Visualising datasets before fitting any models can be extremely useful. It allows us to see obvious patterns and suggests models and transformations.
R has a very good basic plotting function. Here, however, we use an R package (ggplot2) that provides additional functionality that produces beautiful plots. The first time you use this package you will need to install it (if not using the University computers)
install.packages('ggplot2')
A nice introduction to this package is provided at http://www.r-bloggers.com/basic-introduction-to-ggplot2/
We will look at a large dataset consisting of prices and other attributes of 54,000 diamonds. The variables are
library(ggplot2)
str(diamonds)
## 'data.frame': 53940 obs. of 10 variables:
## $ carat : num 0.23 0.21 0.23 0.29 0.31 0.24 0.24 0.26 0.22 0.23 ...
## $ cut : Ord.factor w/ 5 levels "Fair"<"Good"<..: 5 4 2 4 2 3 3 3 1 3 ...
## $ color : Ord.factor w/ 7 levels "D"<"E"<"F"<"G"<..: 2 2 2 6 7 7 6 5 2 5 ...
## $ clarity: Ord.factor w/ 8 levels "I1"<"SI2"<"SI1"<..: 2 3 5 4 2 6 7 3 4 5 ...
## $ depth : num 61.5 59.8 56.9 62.4 63.3 62.8 62.3 61.9 65.1 59.4 ...
## $ table : num 55 61 65 58 58 57 57 55 61 61 ...
## $ price : int 326 326 327 334 335 336 336 337 337 338 ...
## $ x : num 3.95 3.89 4.05 4.2 4.34 3.94 3.95 4.07 3.87 4 ...
## $ y : num 3.98 3.84 4.07 4.23 4.35 3.96 3.98 4.11 3.78 4.05 ...
## $ z : num 2.43 2.31 2.31 2.63 2.75 2.48 2.47 2.53 2.49 2.39 ...
Lets start by looking at the effect of the carat on price.
qplot(carat, price, data = diamonds)
We see the obvious trend that bigger diamonds are generally worth more. It looks like a transformation to x and y would improve this plot. As price is constrained to be positive, lets try taking logs.

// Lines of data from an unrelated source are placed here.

PR #14195, opened 2025-01-19
Improvement libdjinterop : Change menu option name (more generic / less confusing)

audministrator:
Feature Description
It seems that the menu to export to Engine now says Engine Prime
This might be confusing for users who are using a Denon / Numarks controller.

image

Maybe a good idea in the next release to make is more generic.
All Denon / Numark standalone gear these day are running Engine OS embedded software.

`Engine Prime` to **Engine DJ OS**


ronso0:
I couldn't spot a commit by @audministrator here or in https://github.com/audministrator/mixxx/tree/main
Setting this to draft until it's rebased onto 2.5 and there is something to review.

PR #14196, opened 2025-01-19
Properties window position is hidden behind the taskbar in Windows

audministrator:
The properties window position is hidden behind the taskbar on my laptop when opening?
Action buttons like SAVE, are not vissible aymore ?

image

**2 possible solutions :** 
- resize the comment field to a much smaller size
- add a windows parameter to alsways be at the top of the screen instead of the bottom if in windows.
  Linux might behave differently ?

Thanks


ronso0:
Why is this a PR? (did you mean to file a bug report?)
If this is intentional, which commit is the fix?

ronso0:
I don't find a change in src/library/dlgtrackinfo.ui that might be causing this.
But we can of course experiment with the SizePolicies of `txtComment`.
Or try to fix window positioning. Like, parse screen size, subtract height of (potential top and) bottom panel (taskbar) and shrink DlgTrackInfo as much as necessary/possible so it fits in between.

PR #13602, opened 2024-08-26
(fix/UX) Track menu: Left key in Search related & Crates menus closes them again

ronso0:
If a QWidgetAction in either Search related & Crates menu is focused, Left/Right keys are translated to Up/Down which prevents closing the submenus with Left key like in other submenus.
(in the Crates menu left works as soon as the New Crate button is reached)

### Fix:
~~Translate Left to Esc to close this submenu.~~
Call hide() of the respective sumenu.

For fixing the crates menu this should actually go to 2.4 ("Search related Tracks" has QWidgetActions only in 2.5), but since we're going to release that shortly before 2.5 I think it's okay to merge the double fix to 2.5-beta

PR #14199, opened 2025-01-19
Fix memory leak and use parented_ptr in WTrackMenu

daschuer:
The widgets of the delete dialog where not properly parented and causing a memory leak. 
I have now used partented_ptr for all QObject pointers. 

This was a by-catch searching for the crasher reported in: 
https://github.com/mixxxdj/mixxx/pull/13602


Swiftb0y (approved):
LGTM. Thank you.

PR #14205, opened 2025-01-20
Preferences Effects: left/right key in effect lists trigger hide/unhide

ronso0:
Followup for #13329
Fixes #10580 

Or should this rather be Alt + Left/Right, like the track move hotkeys?

### DIFF
--- a/src/preferences/dialog/dlgprefeffects.cpp
+++ b/src/preferences/dialog/dlgprefeffects.cpp
@@ -269,6 +269,7 @@ void DlgPrefEffects::slotHideUnhideEffect() {
         return;
     }
 
+    // We emulate a drag drop to move the effect
     QMimeData* mimeData = new QMimeData;
     mimeData->setText(pManifest->uniqueId());
     // Append the selected effect to the target list
@@ -282,7 +283,11 @@ void DlgPrefEffects::slotHideUnhideEffect() {
     if (!pSourceModel->removeRows(selIdx.row(), 1, selIdx.parent())) {
         // If removing failed, undo add to target list
         pTargetModel->removeRows(pMovedEffect.row(), 1, pMovedEffect.parent());
+        return;
     }
+    // Make sure the Type column is stretched to accommodate "Built-in" in case
+    // the view was last updated with LV2 effects only.
+    pTargetList->resizeColumnToContents(0);
 }
 
 void DlgPrefEffects::slotChainPresetSelectionChanged(const QItemSelection& selected) {
--- a/src/preferences/dialog/dlgprefeffects.cpp
+++ b/src/preferences/dialog/dlgprefeffects.cpp
@@ -402,8 +402,8 @@ void DlgPrefEffects::slotDeletePreset() {
     }
 }
 
-bool DlgPrefEffects::eventFilter(QObject* object, QEvent* event) {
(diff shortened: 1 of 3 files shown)


ronso0:
TODO
mention the keys in the description above the list views. This will invalidate the existing translations though..
As a workaround I may grab the tr string from the ui file and append the new hint in the cpp.
When merging to main we may then either update the string in the ui file or move it to the cpp (would allow to painlessly append more info in the future / point releases).

daschuer:
It works, however it does not feel right, that the opposite direction works as well. Using the plain cursor keys works for me without Alt. 
What do you think?

ronso0:
Ah okay, so that Right works only in the left list, and vice versa.

I'll add that constraint.

ronso0:
I just thought that it might be expected Left Right move focus, not items. Though focus is usually moved with Tab key, but Left/Right seem to work, too, in button rows at least.

And we have the Alt+key combos to move tracks in playlists (like moving lines in text editors), but there we don't have an equivalent for Left/Right.

So to fully fix #10580 we probably need all Alt combos, Up, down, left, right, home, end. Should be rather easy for single-selection.

daschuer:
Initial expectation was to change to the right window with tab and back with shif+ tab. 
Selecting and moving with > key works greate, even as a mouse user. It was just surprising for me that the opposite direction works as well. It feels more like UnDo. Hoverver I have no idea how to implement undo reasonable. Because for bulk action, moving the focus to the next item in the same box is just right. (This is no feature request)

ronso0:
> Initial expectation was to change to the right window with tab and back with shif+ tab.

Ah okay, so we simply change the tab order:
Visible -> Hidden -> Hide -> Unhide

ronso0:
About Undo:
impIementing real Undo (view-indpendent hotkey like Ctrl+Z)  is a bit over the top here of course.
But maybe we can auto-select the last moved item when switching to the view it has been moved to (with Tab). This would auto-scroll but that would be an okayish tradeoff IMO.

daschuer:
If you like to go that route and it feels natural, fine. 
I just don't want to impose extra work in you.

ronso0:
I'll prevent Left/Right to right & left view and try the other tab order, and yes, if it feels good I'll do it here, otherwise.. "another time".

ronso0:
Done, now only Right in the left view and Left in the right view work, matching the enabled state of the GUI buttons.

ronso0:
> When removing the last effect form the right table, the focus disappears. I can't use shift-Tab to go back to the left table.

I cannot reproduce this.
Last effect moved, Shift+Tab, back in Visible Effects.
Qt 6.2.3

ronso0:
> The default Type column with is to small when opening the dialog without an effect.

Can confirm it's to small if there are only `LV2` effects and a `Built-in` effect is added.
That's strange though, we already set `setSectionResizeMode(0, QHeaderView::ResizeToContents)` for the Hidden and Visible table.
I'll test some fixes.

ronso0:
Fixed, ready to roll!

daschuer:
> Last effect moved, Shift+Tab, back in Visible Effects.

It is still an issue for me with Qt 6.2.4. But I don't mind. 
Thank you for taking care.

qplot(carat, price, data = diamonds, log='xy')
We can add the fitted regression line:
qplot(carat, price, data = diamonds, log='xy', geom=c('point','smooth'), method='lm')
We can add more information by colouring the points by their clarity (note that clarity is a factor with 8 levels)

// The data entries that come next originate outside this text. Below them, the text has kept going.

PR #14208, opened 2025-01-20
wait for the portaudio finished callback to avoid sporadic deadlocks

### LINKED ISSUE #14055: hanging on quit
### Bug Description

I have mixxx hanging on quit. I managed to generate a report (attached). I didn't have the time to look into it yet in detail but a quick glance points to shutting down the audio device.

[report.txt](https://github.com/user-attachments/files/18246918/report.txt)

### Version

2.5

### OS

macOS

m0dB:
This fixes #14055 . I describe the issue in detail in the bug report.

The fix consists of using [Pa_SetStreamFinishedCallback](https://www.portaudio.com/docs/v19-doxydocs/portaudio_8h.html#aa11e7b06b2cde8621551f5d527965838) to set a callback to wait for the stream to finish before continuing the main thread.

I have tested this by starting and stopping the devices programmatically in a loop. After 5000 iterations I still haven't had a deadlock, so I am confident the issue is fixed (without the fix I would get a deadlock every ~50 iterations).

Btw, there was this warning in the code (I have removed it):
```
        // BIG FAT WARNING: Pa_AbortStream() will kill threads while they're
        // waiting on a mutex, which will leave the mutex in an screwy
        // state. Don't use it!
```

This might be the same problem as described in #14055, and it is possible that with this fix we could also use Pa_AbortStream, instead of using the paAbort return value from the callback. But I didn't want to change the code more than necessary, and only add the wait condition, which is simple and safe.

### DIFF
--- a/src/soundio/sounddeviceportaudio.cpp
+++ b/src/soundio/sounddeviceportaudio.cpp
@@ -476,7 +476,7 @@ SoundDeviceStatus SoundDevicePortAudio::close() {
             // stream has become inactive.
             err = Pa_StopStream(pStream);
             if (err != paNoError) {
-                qWarning() << "PortAudio: Stop stream error:"
+                qWarning() << "PortAudio: Error while attempting to stop stream:"
                            << Pa_GetErrorText(err) << m_deviceId;
             }
         }
--- a/src/soundio/sounddeviceportaudio.cpp
+++ b/src/soundio/sounddeviceportaudio.cpp
@@ -71,6 +71,10 @@ int paV19CallbackClkRef(const void *inputBuffer, void *outputBuffer,
             (const CSAMPLE*) inputBuffer, timeInfo, statusFlags);
 }
 
+void paFinishedCallback(void* soundDevice) {
+    return ((SoundDevicePortAudio*)soundDevice)->finishedCallback();
+}
+
 const QRegularExpression kAlsaHwDeviceRegex("(.*) \\((plug)?(hw:(\\d)+(,(\\d)+))?\\)");
 
 const QString kAppGroup = QStringLiteral("[App]");
@@ -360,12 +364,14 @@ SoundDeviceStatus SoundDevicePortAudio::open(bool isClkRefDevice, int syncBuffer
     }
 #endif
 
-    // Start stream
+    // Set the finished callback, used when stopping the stream
+    m_bFinished = false;
+    Pa_SetStreamFinishedCallback(pStream, paFinishedCallback);
 
-    // Tell the callback that we are starting but not ready yet.
-    // The callback will return paContinue but not access m_pStream
-    // yet.
+    // Tell the callback to return paContinue, once running.
     m_callbackResult.store(paContinue, std::memory_order_release);
+
+    // Start stream
     err = Pa_StartStream(pStream);
     if (err != paNoError) {
         qWarning() << "PortAudio: Start stream error:" << Pa_GetErrorText(err);
@@ -407,12 +413,28 @@ bool SoundDevicePortAudio::isOpen() const {
     return m_pStream.load() != nullptr;
 }
 
+void SoundDevicePortAudio::finishedCallback() {
+    // This callback is called by PortAudio when the process callback returns
+    // paAbort to indicate the stream has to finish. This is triggered in the
+    // SoundDevicePortAudio::close() method.
+    std::unique_lock lock(m_finishedMutex);
+    m_bFinished = true;
+    m_finishedCV.notify_one();
+}
+
+void SoundDevicePortAudio::waitForFinished() {
+    // Wait until finishedCallback has been called. The timeout should never be
+    // reached, because when the process callback return paAbort, the stream
+    // will finish as soon as possible.
+    std::unique_lock lock(m_finishedMutex);
+    if (!m_finishedCV.wait_for(lock, std::chrono::seconds(1), [&] { return m_bFinished; })) {
+        qWarning() << "Timeout reached when waiting for PortAudio stream to finish";
+    }
+}
+
 SoundDeviceStatus SoundDevicePortAudio::close() {
     //qDebug() << "SoundDevicePortAudio::close()" << m_deviceId;
 
-    // Tell the callback to return paAbort. This stops the stream as soon as possible.
-    // After stopping the stream using this technique, Pa_StopStream() still has to be called.
-    m_callbackResult.store(paAbort, std::memory_order_release);
     PaStream* pStream = m_pStream.load(std::memory_order_relaxed);
     if (pStream) {
         // Make sure the stream is not stopped before we try stopping it.
@@ -430,26 +452,23 @@ SoundDeviceStatus SoundDevicePortAudio::close() {
             return SoundDeviceStatus::Error;
         }
 
-        // Stop the stream. Since the start of this function we are returning
-        // paAbort from the callback. paAbort stops the stream as soon as possible.
-        // When stopping the stream using this technique, we still need to call
-        // Pa_StopStream() before starting the stream again.
+        // Tell the process callback to return paAbort, which will cause
+        // PortAudio to stop the stream as soon as possible. This has the
+        // advantage over calling Pa_StopStream that it will not wait until all
+        // the buffers have been flushed, which can take a few (annoying)
+        // seconds when you're doing soundcard input.
+        m_callbackResult.store(paAbort, std::memory_order_release);
 
+        // We wait until the callback set with Pa_SetStreamFinishedCallback has
+        // been called. Without this, there is the risk of a deadlock when we
+        // call Pa_StopStream and Pa_CloseStream below.
+        waitForFinished();
+
+        // Call Pa_StopStream() in case the above failed.
         err = Pa_StopStream(pStream);
+
         // We should now be able to safely set m_pStream to null
         m_pStream.store(nullptr, std::memory_order_release);
-
-        // Note: With the use of return value paAbort as described above,
-        // the comment below is not relevant anymore, but I am leaving it
-        // because of the BIG FAT WARNING, just in case.
-        //
-        // Trying Pa_AbortStream instead, because StopStream seems to wait
-        // until all the buffers have been flushed, which can take a
-        // few (annoying) seconds when you're doing soundcard input.
-        // (it flushes the input buffer, and then some, or something)
-        // BIG FAT WARNING: Pa_AbortStream() will kill threads while they're
-        // waiting on a mutex, which will leave the mutex in an screwy
-        // state. Don't use it!
 
         if (err != paNoError) {
             qWarning() << "PortAudio: Stop stream error:"
--- a/src/soundio/sounddeviceportaudio.cpp
+++ b/src/soundio/sounddeviceportaudio.cpp
@@ -71,14 +71,12 @@ int paV19CallbackClkRef(const void *inputBuffer, void *outputBuffer,
             (const CSAMPLE*) inputBuffer, timeInfo, statusFlags);
 }
 
-void paFinishedCallback(void* soundDevice) {
-    return ((SoundDevicePortAudio*)soundDevice)->finishedCallback();
-}
-
 const QRegularExpression kAlsaHwDeviceRegex("(.*) \\((plug)?(hw:(\\d)+(,(\\d)+))?\\)");
 
 const QString kAppGroup = QStringLiteral("[App]");
 } // anonymous namespace
+
+void paFinishedCallback(void* soundDevice);
 
 SoundDevicePortAudio::SoundDevicePortAudio(UserSettingsPointer config,
         SoundManager* sm,
@@ -364,7 +362,7 @@ SoundDeviceStatus SoundDevicePortAudio::open(bool isClkRefDevice, int syncBuffer
     }
 #endif
 
-    // Set the finished callback, used when stopping the stream
+    // Set the finished callback. See makeStreamInactiveAndWait()
     m_bFinished = false;
     Pa_SetStreamFinishedCallback(pStream, paFinishedCallback);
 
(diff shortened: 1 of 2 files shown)


daschuer (changes requested):
Thank you for this important fix. 

The logic is hard to understand form the code and needs some improvements. 

The callback is passed to CoreAudio here: https://github.com/PortAudio/portaudio/blob/aa1cfb046f93b18db4d12986ddbff84cbaa952cb/src/hostapi/coreaudio/pa_mac_core.c#L1329
In `OpenAndSetupOneAudioUnit()`; called by Pa_StartStream()

Did you consider to lock the directly after here:
https://github.com/mixxxdj/mixxx/blob/ec3c95b795b2aa6f2e0fa48f5bdb742b86352d32/src/soundio/sounddeviceportaudio.cpp#L387

I have also not understand why a single Mutex is not sufficent? 
Idea: 
Just lock it when the stream is started and release it in the callback. Than lock it again with timeout in waitForFinished. 
After Timeout try to lock again after manually stopping. So that Pa_CloseStream is always mutex guarded. 
Release the Mutex at the very end that it is allowed to start another stream. 

If there is a reason for the Conditional variable, please explain as source code comment.  

I helps probably also to undertsand the code if you put 
m_callbackResult.store(paAbort, std::memory_order_release);
And the content form waitForFinished();
err = Pa_StopStream(pStream);
wait again ... 
into dedicated function.

m0dB:
> Thank you for this important fix.
> 
> The logic is hard to understand form the code and needs some improvements.

Can you explain what it is that is hard to understand? I think it is very straightforward:

This problem is that with:

1. we set the return variable of the callback which tells portaudio to stop processing
2. we call Pa_StopStream

-> a deadlock can occur (deep inside coreaudio) between the audio thread and the main thread because both try to terminate the stream.

The solution is inserting between 1 and 2:
- we wait for portaudio to call it's stream finished callback
 
> The callback is passed to CoreAudio here: https://github.com/PortAudio/portaudio/blob/aa1cfb046f93b18db4d12986ddbff84cbaa952cb/src/hostapi/coreaudio/pa_mac_core.c#L1329 In `OpenAndSetupOneAudioUnit()`; called by Pa_StartStream()
> 
> Did you consider to lock the directly after here:
> 
> https://github.com/mixxxdj/mixxx/blob/ec3c95b795b2aa6f2e0fa48f5bdb742b86352d32/src/soundio/sounddeviceportaudio.cpp#L387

qplot(carat, price, data = diamonds,log='xy', geom=c('point','smooth'), method='lm', colour=clarity )
The clearer diamonds are worth more!
The cut quality also has an effect
qplot(carat, price, data = diamonds, colour=color, log='xy')
This is less clear, so lets use the facets feature of qplot
qplot(carat, price, data = diamonds, log='xy', facets = ~color)
which hasn’t particularly helped.
Note that it is possible to include too much information on a single plot:
qplot(carat, price, data = diamonds, log='xy', facets = cut~color, color=clarity)
Here we’ve plotted log(price) against log(carat), coloured the points by their clarity, and then given a separate plot for each different diamond colour and cut quality. I don’t personally find this very useful, but until you try, you never know. Data visualisation is essentially a case of trial and error
Some however, will be useful